ERROR: Job failed: command terminated with exit code 1
Do you have any idea about how to fix this please ? Best regards
I had the same problem as @scalacode. For me, the solution was that the gitlab-runner was running in a different GCP Project than the Composer Environment, so it failed without specifying that error. Running a gitlab-runner in the same project as the Composer Environment fixed the issue.
It seems Composer is unable to retrieve information about the pods/GKE cluster. This could be for a number of reasons ranging from the GKE cluster not creating the nodes to the pods being in a crash loop.
I notice in the script you did not “get-credentials” to authenticate to the cluster. When running commands on a GKE cluster through CLI, traditionally you would first have to authenticate to the cluster first with command. To do this with composer:
gcloud composer environments describe ${COMPOSER_ENVIRONMENT} --location ${ENVIRONMENT_LOCATION} --format="get(config.gkeCluster)"

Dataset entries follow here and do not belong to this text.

PR #1309, opened 2017-02-09
HSEARCH-2453 Add dedicated configuration options for Elasticsearch authentication

yrodiere:
https://hibernate.atlassian.net/browse/HSEARCH-2453

**To be backported to 5.6.1.**

Authentication was already possible, but a bit painful, since you had to
include the username and password in the host URLs. Which meant
repeating it over and over again when using multiple URLs, and also
meant you had to URL-encode the username and password yourself.

Tests are not included, because it's a pain to automate the setup of
authentication on the ES instance used for tests. Also, I'm quite sure
we can't do it with an embedded version of ES, and I don't even know if
the licensing terms would allow it (the Shield plugin is subject to a
commercial license).

To test manually, see:
https://www.elastic.co/blog/getting-started-with-elasticsearch-ssl-native-authentication

### DIFF
--- a/documentation/src/main/asciidoc/elasticsearch-integration.asciidoc
+++ b/documentation/src/main/asciidoc/elasticsearch-integration.asciidoc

This will return something of the form: projects/PROJECT/zones/ZONE/clusters/CLUSTER Then run:
gcloud container clusters get-credentials ${CLUSTER} --zone ${ZONE}
Once you have authenticated to the cluster in the script, see if it is now able to complete. If not, try running kubectl get pods to see what is happening with the pods/if they exist.
If you see many pods restarting or generally not in the “running/completed” state, the issue could be with the pod configuration. If you don’t see pods at all, the deployment may have failed. Check the deployment with command kubectl get deployments.
The deployments airflow-scheduler, airflow-sqlproxy, & airflow-worker should be present. If those three deployments are not present, the environment was likely tampered with, & it would be easiest to make a new environment.